(WHAT THE TASK ASKS):
From the line with "for your help" to the final line of the records, reproduce every line exactly and only those lines.

Stored items

Content starts

PR #54, opened 2022-01-27
Allow broader tolerance for random tests due to Mac differences

billdenney:
I increased the tolerance on RNG tests so that Mac will pass, and because the precision of the tolerance is not the main goal of the test.

### DIFF
--- a/tests/testthat/test-random.R
+++ b/tests/testthat/test-random.R
@@ -399,7 +399,8 @@ test_that("rbeta tests", {
   }
   
   expect_equal(mean(f$x1), mbeta(2, 5), tolerance = 0.01)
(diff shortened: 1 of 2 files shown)


mattfidler:
Awesome, Thanks @billdenney 

Now "simply" figure out the windows issues for a successful compile again.

billdenney:
Yeah, I took a look at the windows stuff, and those failures are out of my expertise.

mattfidler:
I meant to say 

Now **we** "simply"...  Thanks again for your help

mattfidler:
I looked at them, and I skipped them.  The locking mechanism seems to have changed or something happened to have windows dlls created locked until the process is finished.  Therefore, these tests are currently skipped on windows.  This is the reason why the building of the `rxm` test model was in a separate process (#43)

Content ends

(RESULT OF THE TASK):
Now **we** "simply"...  Thanks again for your help

mattfidler:
I looked at them, and I skipped them.  The locking mechanism seems to have changed or something happened to have windows dlls created locked until the process is finished.  Therefore, these tests are currently skipped on windows.  This is the reason why the building of the `rxm` test model was in a separate process (#43)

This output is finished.